新しいプロジェクト ウィザード ステップ 2

  1. [Project Configuration] ダイアログが開きます。ここでは、プロジェクトの名前を変更したり、デフォルトのプロジェクト ファイルの場所を変更したり、プロジェクト ファイルにリンクするか、コピーするかを指定したりできます。リンクされたプロジェクト ファイルは SDK を参照し、SDK に加えた変更は今後のプロジェクトで使用されます。プロジェクト ソースをコピーすると、SDK ファイルはそのまま残して、プロジェクトのローカルコピーを編集できるようになります。デフォルトは [SDK をリンクしてプロジェクト ソースをコピー] が推奨されています。[終了] をクリックします。

新しいプロジェクト ウィザード ステップ 3

  1. Simplicity IDE Perspective が開き、Project Configrrator で [概要] タブが開きます。

プロジェクトの概要

プロジェクトは、[ソフトウェア コンポーネント] タブで、コンポーネントのインストールとアンインストールを行い、インストール済みのコンポーネントを設定して設定します。インストールされているコンポーネントがチェックされます。[Installed Components] をクリックすると、サンプル アプリケーションによってインストールされたコンポーネントがフィルタされて表示されます。加えた変更は自動保存され、プロジェクト ファイルは自動生成されます。IDE の簡易表示の右下に進行状況が表示されます。

ソフトウェア コンポーネント

このデモでは、サンプル アプリケーションのデフォルト設定を使用します。上記の手順を繰り返して、別のボード用に ot-rcp プロジェクトを作成します。

プロジェクトをビルドしてフラッシュする

ot-rcp プロジェクトと ot-cli-ftd プロジェクトの両方をビルドしてフラッシュします。

  1. プロジェクトを設定したら、上部のツールバーにあるビルド コントロール(ハンマーアイコン)をクリックします。または、プロジェクトを右クリックして [プロジェクトをビルド] をクリックします。

[Build project] ボタン

  1. 進捗状況はコンソールに表示され、右下に進行状況バーが表示されます。プロジェクトに関連するエラーや警告も、この出力ウィンドウに表示されます。

プロジェクトのビルド出力ウィンドウ

  1. バイナリ イメージは、プロジェクトが正常にビルドされた後に生成されます。バイナリ イメージをフラッシュするには、Project Explorer ビューを使用します。コンパイラ サブディレクトリで .bin、.hex、.s37 のいずれかのファイルを探します。ファイルを右クリックし、[デバイスにフラッシュ] を選択します。複数のデバイスが接続されている場合は、プログラミングするデバイスを選択して、[OK] をクリックします。ファイル パスが入力された状態で Flash Programmer が開きます。[プログラム] をクリックします。

フラッシュ

5. ファームウェア設定の概要

この時点で、無線ボード上の適切なファームウェアを作成、コンパイル、フラッシュしました。ot-rcp を BRD4166A にフラッシュしたら、ホストシステムから切断し、このボードを Raspberry Pi に接続します。
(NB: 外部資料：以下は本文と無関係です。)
PR #293, opened 2026-08-20
Add enterprise AKS and workload security controls

ritiksah141:
## Summary

Implements the complete enterprise AKS and container workload security backlog from issue #255 with fifteen evidence-rich controls covering API exposure, Kubernetes network policy, Defender for Containers, secret protection, privileged and host access, cluster administration, and image supply chain policy.

## What changed

- Added `AZ-AKS-007` to require a private API server or organization-approved authorized IP ranges.
- Added `AZ-AKS-008` to require Azure, Calico, or Cilium network policy enforcement.
- Added `AZ-AKS-009` to detect eligible namespaces without a NetworkPolicy.
- Added `AZ-AKS-010` to require Microsoft Defender for Containers.
- Added `AZ-AKS-011` to detect native Kubernetes Secret references without Azure Key Vault KMS protection.
- Added `AZ-AKS-012` to require automatic rotation when the Key Vault Secrets Store CSI provider is enabled.
- Added `AZ-AKS-013` through `AZ-AKS-017` as separate controls for privileged containers, hostNetwork, hostPID, hostIPC, and hostPath volumes.
- Added `AZ-AKS-018` to detect cluster-admin bindings outside the approved subject allowlist.
- Added `AZ-AKS-019` through `AZ-AKS-021` as separate controls for untrusted registries, latest or implicit latest tags, and mutable non-digest image references.
- Added a cached AKS evidence collector for ARM, Defender for Cloud, Kubernetes namespaces, workloads, NetworkPolicies, and ClusterRoleBindings.
- Added strict policy loading through `OPENSHIELD_AKS_SECURITY_POLICY` and Kubernetes access through `OPENSHIELD_AKS_KUBECONFIG`.
- Added cluster, namespace, workload, container, image, subject, role, evidence, remediation, permissions, severity, confidence, and unknown reason metadata.
- Added an individual review-gated remediation playbook for every new rule.
- Added complete CIS, NIST CSF, ISO 27001, and SOC 2 mappings with explicit reviewed `N/A-*` CIS decisions where no direct benchmark mapping exists.
- Updated backend documentation, rule references, architecture guidance, contributor guidance, and the changelog without modifying `/website`.

## False-finding safeguards

- Empty AKS inventory is treated as not applicable.
- Missing policy, malformed policy, unavailable credentials, unauthorized Kubernetes access, and API failures are indeterminate and never create findings.
- Stopped clusters and unsupported provisioning states are reported as unknown rather than pass or fail.
[...]

PR #321, opened 2026-08-29
feat(engine): add rule evaluation coverage contract (#263)

dipeshrayg:
## What does this PR do?
Adds the rule evaluation coverage contract from #263: rules can now report a status for every resource they looked at (PASS included), so a scan that never ran, errored, or came from an unmigrated rule can no longer be silently read as a pass.

## Type of change
- [x] Bug fix
- [x] API endpoint
- [x] Documentation

## Testing
- [x] Full test suite passes locally (821 passed, 9 skipped: the 4 populated-database tests below are skipped without a live Postgres and run for real in CI)
- [x] All seven CI-equivalent checks reproduced locally and passing (rule structure, credential scan, playbook existence/syntax, compliance JSON validity, API syntax, compliance cross-reference, `alembic heads` resolves to exactly one head)

## Related issue
Addresses #263

## What changed
- `scanner/evaluation.py`: `EvaluationStatus` (PASS/FAIL/UNKNOWN/ERROR/NOT_APPLICABLE), `RuleEvaluation` dataclass, `subscription_scope_id()` for canonical non-empty scope identifiers, and `aggregate_status()` implementing the conservative FAIL > ERROR > UNKNOWN > PASS > NOT_APPLICABLE roll-up order.
- New migration `alembic/versions/3f59f83a5253_rule_evaluations.py`, chained onto #308's head (`d8e4f6a1b2c3`). `rule_evaluations` table with CHECK constraints on the five statuses, a non-empty `resource_id`, and a required `reason_code` for UNKNOWN/ERROR/NOT_APPLICABLE. `finding_id` is a nullable FK, populated only for FAIL evaluations.
- `scanner/engine.py`: calls `rule.evaluate()` when a rule exposes it. A rule without `evaluate()` gets one UNKNOWN/LEGACY_RULE_NOT_MIGRATED row instead of silently having no coverage. An `evaluate()` exception (or a non-list return) produces one ERROR at the canonical rule/subscription scope. A FAIL evaluation contributes its own finding only when `scan()` hasn't already reported the same `(rule_id, resource_id)`, so a rule implementing both never double-counts.
- `api/models/finding.py`: `save_scan()` persists `rule_evaluations` in the same transaction as findings and backfills `finding_id` for FAIL rows via a join on `(scan_id, rule_id, resource_id)`. `get_compliance_score()` now derives each control's status from `rule_evaluations` (never from finding absence), returns `evaluated`/`passed`/`failed`/`unknown`/`error`/`not_applicable` counts separately, and excludes UNKNOWN/ERROR from the numerator so they can never improve the score. Response carries `contract_version: "2"`.
- `scanner/rules/az_kv_006.py`: migrated as the one reference rule. `evaluate()` reports PASS/FAIL per vault, UNKNOWN for a vault missing its properties payload (previously silently skipped by `scan()`), and NOT_APPLICABLE when the vault list is empty (since `AzureClient.get_key_vaults()` can't distinguish "no vaults" from "the list call failed"; closing that gap is the deferred ARG cross-check).
- `docs/adding-a-rule.md`: short opt-in section documenting the `evaluate()` contract for future rule migrations.

## Regression coverage
- Legacy rule (no `evaluate()`) is recorded as UNKNOWN/LEGACY_RULE_NOT_MIGRATED, never PASS.
- `evaluate()` exception produces ERROR at canonical scope instead of vanishing.
- `evaluate()` returning a non-list is treated as an error, not silently accepted.
- A FAIL evaluation contributes its own finding when `scan()` didn't already report it.
- A FAIL evaluation does not duplicate a finding `scan()` already reported.
- `rule_evaluations` rows persist in the same transaction as findings, with `finding_id` correctly linked (FAIL) or left null (UNKNOWN/ERROR/PASS/NOT_APPLICABLE).
- A retried scan replaces prior `rule_evaluations` rows atomically, same as findings.
- `aggregate_status()` conservative ordering (FAIL beats ERROR beats UNKNOWN beats PASS beats NOT_APPLICABLE) under every input order.
- `get_compliance_score()`: a clean scan with real PASS evaluation rows shows PASS; a clean scan with zero evaluation rows shows UNKNOWN, not PASS (the bug this PR fixes); a remediated rule with a new PASS row shows PASS; worst-severity aggregation across findings is unchanged.
- AZ-KV-006 `evaluate()`: compliant vault -> PASS, non-compliant -> FAIL with the finding embedded, missing properties -> UNKNOWN, empty vault list -> NOT_APPLICABLE, mixed vaults report one status each.
- CHECK constraints (populated-database, run against CI's Postgres): reject an unsupported status, reject an empty `resource_id`, reject a NULL `reason_code` on UNKNOWN, and accept a valid PASS row with `finding_id` left null.
- Single Alembic head and correct chain onto `d8e4f6a1b2c3`.

## Scope
Matches what was agreed on #263: the contract, persistence/aggregation, and one end-to-end reference rule (AZ-KV-006). The Azure Resource Graph completeness cross-check stays a separate follow-up, as discussed.

## Checklist

### DIFF
--- a/alembic/versions/3f59f83a5253_rule_evaluations.py
+++ b/alembic/versions/3f59f83a5253_rule_evaluations.py
@@ -1,0 +1,85 @@
+"""Add rule_evaluations: per-resource coverage, not just findings (#263).
+
+Revision ID: 3f59f83a5253
+Revises: d8e4f6a1b2c3
+Create Date: 2026-08-29 00:00:00.000000
+"""
+
+from typing import Sequence, Union
+
+from alembic import op
+import sqlalchemy as sa
+from sqlalchemy.dialects import postgresql
+
+# Revision identifiers, used by Alembic.
+revision: str = "3f59f83a5253"
+down_revision: Union[str, Sequence[str], None] = "d8e4f6a1b2c3"
+branch_labels: Union[str, Sequence[str], None] = None
+depends_on: Union[str, Sequence[str], None] = None
+
+_STATUS_CONSTRAINT = "ck_rule_evaluations_status_v1"
+_SCOPE_CONSTRAINT = "ck_rule_evaluations_resource_id_not_empty"
+_REASON_CONSTRAINT = "ck_rule_evaluations_reason_code_required"
+
+
+def upgrade() -> None:
+    op.create_table(
+        "rule_evaluations",
+        sa.Column("id", sa.Integer(), autoincrement=True, nullable=False),
+        sa.Column("scan_id", postgresql.UUID(), nullable=False),
+        sa.Column("rule_id", sa.Text(), nullable=False),
+        sa.Column("resource_id", sa.Text(), nullable=False),
+        sa.Column("resource_type", sa.Text(), nullable=False, server_default=sa.text("''")),
+        sa.Column("status", sa.Text(), nullable=False),
+        sa.Column("reason_code", sa.Text(), nullable=True),
+        sa.Column("reason", sa.Text(), nullable=True),
+        sa.Column("evidence", postgresql.JSONB(), server_default=sa.text("'{}'::jsonb"), nullable=True),
+        # Nullable: only set for FAIL evaluations, and only once the finding
+        # row exists. Populated in the same transaction as the finding insert
+        # (see DatabaseManager.save_scan), never inferred after the fact.
+        sa.Column("finding_id", sa.Integer(), nullable=True),
+        sa.Column("evaluated_at", sa.DateTime(timezone=True), nullable=False),
+        sa.ForeignKeyConstraint(["scan_id"], ["scans.scan_id"], name="rule_evaluations_scan_id_fkey"),
+        sa.ForeignKeyConstraint(
+            ["finding_id"], ["findings.id"], name="rule_evaluations_finding_id_fkey", ondelete="SET NULL"
+        ),
+        sa.PrimaryKeyConstraint("id", name="rule_evaluations_pkey"),
+        # One coverage statement per rule per resource per scan. Also gives
+        # the persistence-layer FAIL -> finding_id backfill a stable join key.
+        sa.UniqueConstraint("scan_id", "rule_id", "resource_id", name="uq_rule_evaluations_scan_rule_resource"),
+    )
+
+    op.create_index("idx_rule_evaluations_scan_id", "rule_evaluations", ["scan_id"], unique=False)
+    op.create_index("idx_rule_evaluations_rule_id", "rule_evaluations", ["rule_id"], unique=False)
+    op.create_index("idx_rule_evaluations_status", "rule_evaluations", ["status"], unique=False)
+
+    op.create_check_constraint(
+        _STATUS_CONSTRAINT,
+        "rule_evaluations",
+        "status IN ('PASS', 'FAIL', 'UNKNOWN', 'ERROR', 'NOT_APPLICABLE')",
+    )
+    # A canonical scope identifier is required — never an empty string standing
+    # in for "no specific resource" (that collides across rules/subscriptions).
+    op.create_check_constraint(
+        _SCOPE_CONSTRAINT,
+        "rule_evaluations",
+        "resource_id <> ''",
+    )
+    # UNKNOWN/ERROR/NOT_APPLICABLE must always explain themselves; only PASS
+    # and FAIL are self-evident from the status alone.
+    op.create_check_constraint(
+        _REASON_CONSTRAINT,
+        "rule_evaluations",
+        "status NOT IN ('UNKNOWN', 'ERROR', 'NOT_APPLICABLE') "
+        "OR (reason_code IS NOT NULL AND reason_code <> '')",
+    )
+
+
+def downgrade() -> None:
+    op.drop_constraint(_REASON_CONSTRAINT, "rule_evaluations", type_="check")
+    op.drop_constraint(_SCOPE_CONSTRAINT, "rule_evaluations", type_="check")
+    op.drop_constraint(_STATUS_CONSTRAINT, "rule_evaluations", type_="check")
+    op.drop_index("idx_rule_evaluations_status", table_name="rule_evaluations")
+    op.drop_index("idx_rule_evaluations_rule_id", table_name="rule_evaluations")
+    op.drop_index("idx_rule_evaluations_scan_id", table_name="rule_evaluations")
+    op.drop_table("rule_evaluations")
--- a/alembic/versions/3f59f83a5253_rule_evaluations.py
+++ b/alembic/versions/3f59f83a5253_rule_evaluations.py
@@ -70,8 +70,7 @@ def upgrade() -> None:
     op.create_check_constraint(
         _REASON_CONSTRAINT,
         "rule_evaluations",
-        "status NOT IN ('UNKNOWN', 'ERROR', 'NOT_APPLICABLE') "
-        "OR (reason_code IS NOT NULL AND reason_code <> '')",
+        "status NOT IN ('UNKNOWN', 'ERROR', 'NOT_APPLICABLE') OR (reason_code IS NOT NULL AND reason_code <> '')",
     )
 
 
--- a/api/models/finding.py
+++ b/api/models/finding.py
@@ -214,7 +214,6 @@ class DatabaseManager:
                 # keeps the scan header, child rows, and recomputed score in
                 # agreement instead of duplicating findings on every attempt.
                 cur.execute("DELETE FROM findings WHERE scan_id = %s", (scan_result["scan_id"],))
-                cur.execute("DELETE FROM rule_evaluations WHERE scan_id = %s", (scan_result["scan_id"],))
                 finding_id_by_key: Dict[Any, int] = {}
                 for f in findings:
                     cur.execute(
@@ -257,8 +256,14 @@ class DatabaseManager:
                 # is durably linked to the finding row it corresponds to
                 # right here, in the same transaction, instead of leaving
                 # callers to infer the relationship from rule_id/resource_id.
+                #
+                # Upserted rather than replaced wholesale: a retried/replayed
+                # scan result must converge on the same rows instead of a
+                # delete-then-reinsert racing a concurrent reader that could
+                # briefly see zero coverage for a scan that already has some.
                 evaluated_at = completed_at
-                for evaluation in scan_result.get("evaluations", []):
+                evaluations = scan_result.get("evaluations", [])
+                for evaluation in evaluations:
                     status = evaluation.get("status")
                     finding_id = None
                     if status == EvaluationStatus.FAIL:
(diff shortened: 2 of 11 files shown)


m-khan-97:
@dipeshrayg, this remains the canonical review track for #263’s evaluation semantics: status vocabulary, per-resource evidence rows, reason-code constraints, finding linkage, aggregation, and the reference-rule migration. Please keep it draft while we align its migration and persistence API with #325. Do not widen it into leases, admission, enrichment, or finding lifecycle; those belong to separate layers.

dipeshrayg:
Understood, keeping this in draft and staying within the evaluation-semantics scope you outlined. No leases, admission, enrichment, or finding lifecycle here.

I looked at #325 to see where the overlap is concretely: its `f2b6d8e1a4c9` migration also creates `rule_evaluations`, chained onto the same parent (`d8e4f6a1b2c3`) this PR's `3f59f83a5253` chains onto. Same table, same parent revision, two different migrations, so as they stand neither can merge cleanly against the other (two Alembic heads plus a duplicate-table conflict). The schemas are close but not identical: #325's version doesn't carry the reason_code-required-for-UNKNOWN/ERROR/NOT_APPLICABLE CHECK constraint this PR added per your conditions above, and it upserts via `ON CONFLICT` for the lease/idempotency retry story rather than replacing rows per scan.

I'll hold off on touching the migration or persistence code here until you've decided how the two should line up. Happy to adjust either the migration chain or the persistence approach once that's settled, whichever way you want it to land.

ritiksah141:
Cross-PR coordination note: #325 (scan leases/fencing/idempotency, #303) also creates a rule_evaluations table and its own persistence semantics, which overlaps this PR. Per m-khan, this PR is the agreed #263 evaluation-contract implementation, so #325 should drop its copy and keep only the fencing/idempotency layer. Sharing the side-by-side here so the reconciliation is clear on both sides.

## Schema: rule_evaluations

| Aspect | #321 (this PR, 3f59f83a5253) | #325 (f2b6d8e1a4c9) |
|---|---|---|
| Core columns (id, scan_id, rule_id, resource_id, resource_type, status, reason_code, reason, evidence, finding_id, evaluated_at) | yes | identical |
| PK, FK scan_id, FK finding_id ON DELETE SET NULL | yes | identical |
| Unique (scan_id, rule_id, resource_id), same constraint name | yes | same name |
| Status CHECK (5 values), same constraint name | yes | same name |
| resource_id <> '' CHECK | yes | yes |
| Index on scan_id | yes | yes |
| Index on rule_id | yes | no |
| Index on status | yes | no |
| CHECK: reason_code required for UNKNOWN/ERROR/NOT_APPLICABLE | yes | no |

The core columns, keys, and constraints overlap and share names, so whichever migration runs second fails with "relation already exists." This PR is the strict superset: it adds the rule_id and status indexes and the reason_code-required CHECK.

## Producer (who emits evaluations)

| | #321 (this PR) | #325 |
|---|---|---|
| scanner/evaluation.py (EvaluationStatus, RuleEvaluation, subscription_scope_id, aggregate_status) | added | none |
| engine.run_scan calls evaluate() per rule and collects evaluations | added | none, engine untouched |
| FAIL evaluation contributes a finding (deduped vs scan() by rule_id+resource_id) | added | none |
| Returns evaluations in the scan result | added | reads it but never populated |

Only this PR makes evaluations observable; #325 has no producer, so its evaluations would always be empty in production.

## save_scan persistence semantics

Both PRs are full rewrites of the same method with incompatible idempotency models, so the conflict is larger than the table.

| | #321 (this PR) | #325 |
|---|---|---|
| Signature | save_scan(scan_result) | save_scan(scan_result, lease_owner, fencing_token) |
| Fencing / lease check | none | SELECT FOR UPDATE owner+token+unexpired, else LostLease |
| Findings idempotency | DELETE all, re-insert (full replace) | UPSERT ON CONFLICT (scan_id, finding_key) + delete-absent |
| Evaluations idempotency | DELETE all, plain re-insert | UPSERT ON CONFLICT (scan_id, rule_id, resource_id) + delete-absent |
| FAIL eval linked to finding via (rule_id, resource_id) in same txn | yes | yes |
| Requires rule_id + resource_id on every evaluation | no | yes, raises ValueError |

## Compliance score (the actual #263 bug)

| | #321 (this PR) | #325 |
|---|---|---|
| Rewrites get_compliance_score to read statuses from rule_evaluations | yes | no |
| aggregate_status FAIL > ERROR > UNKNOWN > PASS > NOT_APPLICABLE | yes | no |
| No evaluation row reports UNKNOWN instead of PASS | yes | no |
| Score excludes NOT_APPLICABLE from denominator, never counts UNKNOWN/ERROR as pass | yes | no |

Only this PR fixes the score-inflation bug.

## Recommended resolution

1. This PR owns the evaluation contract: schema, scanner/evaluation.py, engine producer, aggregation, and the compliance-score fix.
2. #325 drops its rule_evaluations table creation and its evaluation upsert, and keeps everything else: leases, fencing, admission, enrichment, metrics.
3. The real merge point is save_scan, not just the table. The final save_scan should keep #325's fenced, upsert skeleton (ownership check, lease clear, findings upsert by finding_key) and fold this PR's evaluation field set and FAIL-to-finding_id linkage into that same fenced transaction. Given the replay-safety goal of #303, evaluations should use the upsert-plus-delete-absent model.
4. Ordering: this only composes cleanly if this PR merges first (or both merge as a deliberate pair), then #325 rebases its remaining migrations on top of 3f59f83a5253. Both are currently OPEN and both branch off d8e4f6a1b2c3, so merging in the wrong order produces two Alembic heads and breaks the single-head CI gate.

One integration detail for whoever reconciles: this PR's engine adds evaluate()-derived FAIL findings to the findings list, and #325 derives finding_key from rule_id plus resource scope plus discriminator. Those compose, but make sure evaluate()-derived findings get stable finding_keys so the upsert stays idempotent.

dipeshrayg:
Thanks for the detailed side by side, that matches what I found and goes further. Agreed with the recommended resolution: this PR owns the schema, scanner/evaluation.py, the engine producer, aggregation, and the compliance-score fix, #325 keeps leases/fencing/admission/enrichment/metrics and drops its rule_evaluations copy.

On the save_scan reconciliation: agreed the real merge point is there, not just the table, and that the final version should be #325's fenced upsert skeleton with this PR's evaluation field set and FAIL-to-finding_id linkage folded in, using upsert-plus-delete-absent for evaluations to match #303's replay-safety model rather than this PR's current per-scan delete-and-reinsert. I'll hold off implementing that here until the ordering is confirmed, since it depends on #325's lease/fencing columns and finding_key concept that don't exist in this PR's schema.

Also agreed on the finding_key point for evaluate()-derived findings, once that reconciliation happens I'll make sure AZ-KV-006's FAIL findings produce a stable, discriminator-safe key so the upsert in #325's model stays idempotent.

Ready whenever the merge order is decided.

ritiksah141:
Ordering proposal for this PR and #325.

My suggestion: merge this PR (#321) first as the canonical evaluation contract, then rebase #325 on top of it. #325 would drop its duplicate rule_evaluations copy and re-chain its migrations on top of 3f59f83a5253, keeping its leases, fencing, admission, enrichment, and metrics work and folding this PR's evaluation writes into its fenced save_scan. This matches the resolution agreed above.

Two reasons I want to confirm the direction now. @SHAURYAKSHARMA24 does not seem active on #325 at the moment, and my own draft PR #293 also depends on this resolution landing, since it needs the canonical contract in place before it can move forward.

@m-khan-97 can you approve the ordering, #321 first? Once you confirm, @dipeshrayg this PR would be clear to make the save_scan change we discussed (upsert plus delete-absent for evaluations) and get ready to merge. Happy to help drive it however is useful.

dipeshrayg:
Pushed the save_scan change for rule_evaluations: it now upserts via `ON CONFLICT (scan_id, rule_id, resource_id) DO UPDATE` instead of delete-then-reinsert, with a scoped delete-absent pass afterward for rows no longer in the current evaluation set. A retried or replayed scan result converges on the same rows instead of a window where a concurrent reader could see zero coverage for a scan that already has some.

Findings persistence is unchanged here, still delete-then-reinsert, since the finding_key/upsert model for findings needs the schema #325 owns. This change is scoped to rule_evaluations, which is this PR's own table.

960/960 tests pass, ruff clean, single Alembic head confirmed (`3f59f83a5253`). Still in draft per m-khan's instruction. Ready whenever the merge order is confirmed.

ritiksah141:
Reviewing the updated commits (3972519, 6f18d6b, 101d47a). The upsert persistence model works correctly end to end against a migrated Postgres (idempotent replay, FAIL linked to finding_id in the same transaction, delete-absent clears stale rows), and the migration, engine wiring, and compliance fix all check out. Full suite passes and CI is green.

Three non-blocking notes, none of them holding up merge:

1. In scanner/engine.py, the evaluate()-derived FAIL finding loop calls normalize_severity without the SeverityContractError log and RULE_ERRORS_TOTAL wrapper that the scan() path has (around line 143). Both paths are fatal on an invalid severity, so behavior is consistent, but the evaluate() path skips the log and the metric. Minor observability gap.

2. scanner/rules/az_kv_006.py evaluate() calls get_key_vaults() a second time after scan() already called it, so a migrated rule issues two list calls per scan. Fine for a single reference rule, but worth keeping in mind before migrating many rules.

3. Heads-up for maintainers, not a defect in this PR: once this lands, every not-yet-migrated rule reports UNKNOWN instead of a silent PASS, so compliance scores will drop until rules are migrated. That is the intended #263 behavior, but worth announcing, and the frontend may want labels for the new unknown/error/not_applicable states.

ritiksah141 (approved):
Approving. Reviewed the updated commits (3972519, 6f18d6b, 101d47a) end to end.

Verified against a live migrated Postgres, not just mocks: the migration applies cleanly with a single Alembic head and all three CHECK constraints reject bad rows; save_scan upserts rule_evaluations idempotently (a replay converges instead of duplicating rows), links FAIL evaluations to their finding_id in the same transaction, and delete-absent removes rows no longer present; the engine records UNKNOWN for legacy rules and ERROR for evaluator exceptions, and dedupes FAIL findings against scan(); get_compliance_score reports UNKNOWN instead of a silent PASS and excludes NOT_APPLICABLE from the denominator. Full suite passes, ruff clean, CI green including DCO.

This matches the agreed reconciliation: this PR owns the evaluation contract and the evaluations upsert, while findings keep the delete-then-reinsert model because the finding_key upsert belongs to #325. Non-blocking nits are in a separate comment.

Confirming the merge order: this PR (#321) merges first as the canonical evaluation contract, then #325 rebases on top of 3f59f83a5253 and drops its duplicate rule_evaluations copy. Flagging for @m-khan-97 to sign off on the ordering so this can land.

ritiksah141 (approved):

TFT444 (approved):
Reviewed the latest commits (3972519, 6f18d6b, 101d47a). CI is 20/20 green.

The two concerns I flagged both resolved on closer inspection. The NOT IN (unnest(...)) delete-absent is safe because RuleEvaluation.__post_init__ guarantees non-null rule_id and resource_id. The SeverityContractError path aborts the entire scan anyway, so the missing ERROR row is moot.

Agreeing with the merge order: #321 first, then #325 rebases onto 3f59f83a5253.

Approving.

このセクションを完了すると、Thread ネットワーク ハードウェアのセットアップは次のようになります。

EFR32MG のセットアップ

6. ot-cli-ftd デバイス用のシリアル コンソールの設定

コンソール インターフェースを起動するには、シンプル IDE の観点から、[Devices View / Debug Adapters] ウィンドウで J-Link デバイスを右クリックします。[Launch Console] を選択します。Console でプロンプトを表示するには、[シリアル 1] タブを選択し、Enter キーを押します。FTD ノードの状態を確認します。

FTD Studio コンソール ビュー

ot-rcp 用のコンソールはまだありません。次のステップでは、Raspberry Pi を OT ボーダー ルーターとして構成し、ot-rcp のコンソールを設定します。

7. Raspberry Pi をボーダー ルーターとして設定する

Silicon Labs は、会社の Docker コンテナを OTBR でデプロイすることを推奨しています。OTBR をコンテナ内で実行すると、デプロイが容易なアーティファクトの作成、開発のプロトタイピングとテストの高速化が可能になります。

Silicon Labs の OTBR イメージは siliconlabsinc DockerHub でホストされ、タグが付けられます。各タグは GSDK バージョンに対応しています。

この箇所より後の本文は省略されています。